WHAT TO PRODUCE: Within the listing below, the lines to output run from the one containing "PR #1298, opened 2024-05-08" through the one containing "PR #1318, opened 2024-08-17"; copy them exactly and nothing else.

DATASET EXCERPTS START

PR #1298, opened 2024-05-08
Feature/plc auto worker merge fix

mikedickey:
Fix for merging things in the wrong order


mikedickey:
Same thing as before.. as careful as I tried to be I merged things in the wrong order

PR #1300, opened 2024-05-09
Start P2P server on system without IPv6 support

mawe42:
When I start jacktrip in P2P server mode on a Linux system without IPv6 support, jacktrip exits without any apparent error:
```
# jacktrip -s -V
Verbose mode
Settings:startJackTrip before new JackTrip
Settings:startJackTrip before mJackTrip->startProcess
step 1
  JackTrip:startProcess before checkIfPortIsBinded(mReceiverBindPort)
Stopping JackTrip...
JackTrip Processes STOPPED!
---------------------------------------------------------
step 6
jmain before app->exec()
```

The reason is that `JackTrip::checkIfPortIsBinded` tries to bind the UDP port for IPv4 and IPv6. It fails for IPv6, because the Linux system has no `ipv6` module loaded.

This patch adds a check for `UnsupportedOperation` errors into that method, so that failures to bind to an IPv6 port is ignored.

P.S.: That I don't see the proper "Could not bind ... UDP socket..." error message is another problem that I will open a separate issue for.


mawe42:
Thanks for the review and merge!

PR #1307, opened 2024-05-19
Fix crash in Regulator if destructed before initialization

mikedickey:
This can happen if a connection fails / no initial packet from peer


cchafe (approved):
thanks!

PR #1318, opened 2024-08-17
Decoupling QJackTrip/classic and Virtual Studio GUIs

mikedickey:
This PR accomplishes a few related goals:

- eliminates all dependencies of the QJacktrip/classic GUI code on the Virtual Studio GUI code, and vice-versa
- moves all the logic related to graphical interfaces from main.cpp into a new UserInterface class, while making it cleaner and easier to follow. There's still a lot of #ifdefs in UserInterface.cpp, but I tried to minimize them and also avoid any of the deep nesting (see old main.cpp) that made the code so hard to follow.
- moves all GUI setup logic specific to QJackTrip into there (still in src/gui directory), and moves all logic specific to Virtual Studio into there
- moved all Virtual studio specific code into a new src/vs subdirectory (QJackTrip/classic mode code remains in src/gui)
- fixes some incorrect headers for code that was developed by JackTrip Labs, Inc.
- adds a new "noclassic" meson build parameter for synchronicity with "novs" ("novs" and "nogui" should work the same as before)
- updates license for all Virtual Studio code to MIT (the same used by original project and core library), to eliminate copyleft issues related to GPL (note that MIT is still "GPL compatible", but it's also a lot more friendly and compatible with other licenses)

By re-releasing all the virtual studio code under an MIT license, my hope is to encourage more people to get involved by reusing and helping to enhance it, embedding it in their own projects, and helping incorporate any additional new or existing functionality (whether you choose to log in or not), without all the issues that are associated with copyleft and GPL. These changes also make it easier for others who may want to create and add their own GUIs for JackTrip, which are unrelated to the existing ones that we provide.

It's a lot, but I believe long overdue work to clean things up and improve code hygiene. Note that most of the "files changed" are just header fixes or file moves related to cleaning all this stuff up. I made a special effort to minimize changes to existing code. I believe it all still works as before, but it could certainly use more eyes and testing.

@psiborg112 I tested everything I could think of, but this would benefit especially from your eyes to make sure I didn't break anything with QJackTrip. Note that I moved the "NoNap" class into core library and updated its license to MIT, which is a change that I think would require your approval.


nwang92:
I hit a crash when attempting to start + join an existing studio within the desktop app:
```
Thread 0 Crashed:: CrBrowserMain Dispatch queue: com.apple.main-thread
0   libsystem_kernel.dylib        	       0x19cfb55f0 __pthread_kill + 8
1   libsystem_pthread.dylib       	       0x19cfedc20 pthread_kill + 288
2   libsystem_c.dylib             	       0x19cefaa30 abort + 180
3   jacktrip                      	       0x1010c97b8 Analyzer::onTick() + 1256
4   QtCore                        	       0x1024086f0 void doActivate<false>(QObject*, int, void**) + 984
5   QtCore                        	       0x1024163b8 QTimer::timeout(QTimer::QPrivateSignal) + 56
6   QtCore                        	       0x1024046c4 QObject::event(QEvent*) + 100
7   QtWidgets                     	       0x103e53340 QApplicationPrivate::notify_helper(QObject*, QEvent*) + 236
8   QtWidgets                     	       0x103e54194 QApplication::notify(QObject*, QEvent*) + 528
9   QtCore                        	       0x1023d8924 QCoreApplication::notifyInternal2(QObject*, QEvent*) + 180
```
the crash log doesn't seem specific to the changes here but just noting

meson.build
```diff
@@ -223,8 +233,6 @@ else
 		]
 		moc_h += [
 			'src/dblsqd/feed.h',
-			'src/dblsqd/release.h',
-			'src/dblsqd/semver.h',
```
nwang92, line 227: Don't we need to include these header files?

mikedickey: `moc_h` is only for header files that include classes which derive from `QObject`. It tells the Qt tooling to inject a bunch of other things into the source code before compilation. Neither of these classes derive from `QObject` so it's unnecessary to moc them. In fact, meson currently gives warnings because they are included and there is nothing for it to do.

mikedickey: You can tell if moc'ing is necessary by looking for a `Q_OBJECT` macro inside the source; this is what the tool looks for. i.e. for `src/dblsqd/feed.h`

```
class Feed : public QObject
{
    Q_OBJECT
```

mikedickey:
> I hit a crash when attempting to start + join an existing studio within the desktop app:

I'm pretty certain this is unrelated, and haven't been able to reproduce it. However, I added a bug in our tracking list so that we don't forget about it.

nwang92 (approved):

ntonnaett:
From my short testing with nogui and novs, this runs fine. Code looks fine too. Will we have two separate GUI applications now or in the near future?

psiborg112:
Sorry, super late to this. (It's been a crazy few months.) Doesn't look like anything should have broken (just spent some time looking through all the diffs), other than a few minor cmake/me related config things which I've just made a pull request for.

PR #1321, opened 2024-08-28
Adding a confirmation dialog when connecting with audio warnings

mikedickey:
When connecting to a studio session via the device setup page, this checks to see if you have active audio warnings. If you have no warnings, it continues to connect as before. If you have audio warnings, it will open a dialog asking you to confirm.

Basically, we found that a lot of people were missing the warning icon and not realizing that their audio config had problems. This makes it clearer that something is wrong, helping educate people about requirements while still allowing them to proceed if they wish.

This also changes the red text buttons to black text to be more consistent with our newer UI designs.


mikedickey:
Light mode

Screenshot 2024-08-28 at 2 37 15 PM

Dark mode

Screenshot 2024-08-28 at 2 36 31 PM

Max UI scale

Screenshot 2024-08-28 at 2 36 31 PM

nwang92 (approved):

DATASET EXCERPTS END
DATASET EXCERPTS START

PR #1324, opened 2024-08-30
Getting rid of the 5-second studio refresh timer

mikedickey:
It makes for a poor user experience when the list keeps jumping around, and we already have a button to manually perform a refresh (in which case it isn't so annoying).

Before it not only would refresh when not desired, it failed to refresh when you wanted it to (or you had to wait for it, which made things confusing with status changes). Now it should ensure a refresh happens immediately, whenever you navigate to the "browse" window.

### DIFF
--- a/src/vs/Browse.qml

DATASET EXCERPTS END

RESULT OF THE EXERCISE:
PR #1298, opened 2024-05-08
Feature/plc auto worker merge fix

mikedickey:
Fix for merging things in the wrong order


mikedickey:
Same thing as before.. as careful as I tried to be I merged things in the wrong order

PR #1300, opened 2024-05-09
Start P2P server on system without IPv6 support

mawe42:
When I start jacktrip in P2P server mode on a Linux system without IPv6 support, jacktrip exits without any apparent error:
```
# jacktrip -s -V
Verbose mode
Settings:startJackTrip before new JackTrip
Settings:startJackTrip before mJackTrip->startProcess
step 1
  JackTrip:startProcess before checkIfPortIsBinded(mReceiverBindPort)
Stopping JackTrip...
JackTrip Processes STOPPED!
---------------------------------------------------------
step 6
jmain before app->exec()
```

The reason is that `JackTrip::checkIfPortIsBinded` tries to bind the UDP port for IPv4 and IPv6. It fails for IPv6, because the Linux system has no `ipv6` module loaded.

This patch adds a check for `UnsupportedOperation` errors into that method, so that failures to bind to an IPv6 port is ignored.

P.S.: That I don't see the proper "Could not bind ... UDP socket..." error message is another problem that I will open a separate issue for.


mawe42:
Thanks for the review and merge!

PR #1307, opened 2024-05-19
Fix crash in Regulator if destructed before initialization

mikedickey:
This can happen if a connection fails / no initial packet from peer


cchafe (approved):
thanks!

PR #1318, opened 2024-08-17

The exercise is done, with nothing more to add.